PROBLEM:
Using the records below, give the number of lines where the word "ResourceBuilder" appears, with no further output.

RECORDS SUPPLIED:
- Opening Delimiter -

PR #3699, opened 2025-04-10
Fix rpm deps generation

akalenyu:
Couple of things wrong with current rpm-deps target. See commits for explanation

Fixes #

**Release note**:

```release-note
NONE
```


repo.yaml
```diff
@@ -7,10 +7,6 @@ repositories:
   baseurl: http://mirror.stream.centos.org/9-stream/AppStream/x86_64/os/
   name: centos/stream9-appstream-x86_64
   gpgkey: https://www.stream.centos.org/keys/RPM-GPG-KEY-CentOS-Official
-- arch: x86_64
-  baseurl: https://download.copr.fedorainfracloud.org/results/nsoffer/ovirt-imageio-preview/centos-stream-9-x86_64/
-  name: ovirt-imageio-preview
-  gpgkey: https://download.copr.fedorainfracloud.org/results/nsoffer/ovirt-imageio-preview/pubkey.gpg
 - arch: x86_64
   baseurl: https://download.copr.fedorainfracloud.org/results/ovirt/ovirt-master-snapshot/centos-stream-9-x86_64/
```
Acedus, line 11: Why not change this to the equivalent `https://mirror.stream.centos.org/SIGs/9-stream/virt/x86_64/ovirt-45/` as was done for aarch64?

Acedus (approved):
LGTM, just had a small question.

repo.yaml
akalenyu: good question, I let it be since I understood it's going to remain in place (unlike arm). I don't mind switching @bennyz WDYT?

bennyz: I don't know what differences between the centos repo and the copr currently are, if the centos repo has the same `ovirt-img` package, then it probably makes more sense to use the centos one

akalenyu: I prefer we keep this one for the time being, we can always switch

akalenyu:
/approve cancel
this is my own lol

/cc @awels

- Closing Delimiter -
- Opening Delimiter -

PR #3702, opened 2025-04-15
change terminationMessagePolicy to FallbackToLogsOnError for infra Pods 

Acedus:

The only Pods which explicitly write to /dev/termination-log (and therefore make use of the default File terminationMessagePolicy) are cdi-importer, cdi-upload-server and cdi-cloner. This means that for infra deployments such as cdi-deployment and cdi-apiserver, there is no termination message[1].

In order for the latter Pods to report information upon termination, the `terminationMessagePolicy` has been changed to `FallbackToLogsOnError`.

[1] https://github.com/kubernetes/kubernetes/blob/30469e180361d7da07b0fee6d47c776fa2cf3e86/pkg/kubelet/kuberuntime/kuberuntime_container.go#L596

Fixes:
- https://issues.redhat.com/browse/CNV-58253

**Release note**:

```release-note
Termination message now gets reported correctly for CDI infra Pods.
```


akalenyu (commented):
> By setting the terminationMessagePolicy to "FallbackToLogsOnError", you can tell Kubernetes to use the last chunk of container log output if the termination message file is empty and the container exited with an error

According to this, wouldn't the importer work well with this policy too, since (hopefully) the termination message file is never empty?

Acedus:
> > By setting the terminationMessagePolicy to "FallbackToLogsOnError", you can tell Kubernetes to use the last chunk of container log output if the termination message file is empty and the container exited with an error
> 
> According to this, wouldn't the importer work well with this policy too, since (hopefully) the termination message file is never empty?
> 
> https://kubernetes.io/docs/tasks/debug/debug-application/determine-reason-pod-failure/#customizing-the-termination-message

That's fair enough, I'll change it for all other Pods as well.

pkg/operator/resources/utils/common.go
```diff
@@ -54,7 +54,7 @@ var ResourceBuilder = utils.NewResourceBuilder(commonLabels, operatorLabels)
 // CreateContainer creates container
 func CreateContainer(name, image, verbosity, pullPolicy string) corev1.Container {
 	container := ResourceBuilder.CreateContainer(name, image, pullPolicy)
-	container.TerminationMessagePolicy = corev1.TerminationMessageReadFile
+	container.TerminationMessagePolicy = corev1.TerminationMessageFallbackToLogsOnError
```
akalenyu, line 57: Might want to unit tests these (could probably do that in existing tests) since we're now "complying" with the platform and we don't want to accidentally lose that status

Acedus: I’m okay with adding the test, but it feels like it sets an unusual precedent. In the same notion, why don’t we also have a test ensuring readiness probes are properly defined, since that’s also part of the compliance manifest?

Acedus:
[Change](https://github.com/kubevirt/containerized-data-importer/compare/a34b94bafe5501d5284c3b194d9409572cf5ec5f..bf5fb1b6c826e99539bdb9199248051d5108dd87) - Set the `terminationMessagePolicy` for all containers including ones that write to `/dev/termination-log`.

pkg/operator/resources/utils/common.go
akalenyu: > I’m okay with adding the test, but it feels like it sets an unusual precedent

- Closing Delimiter -

EXERCISE RESPONSE:
2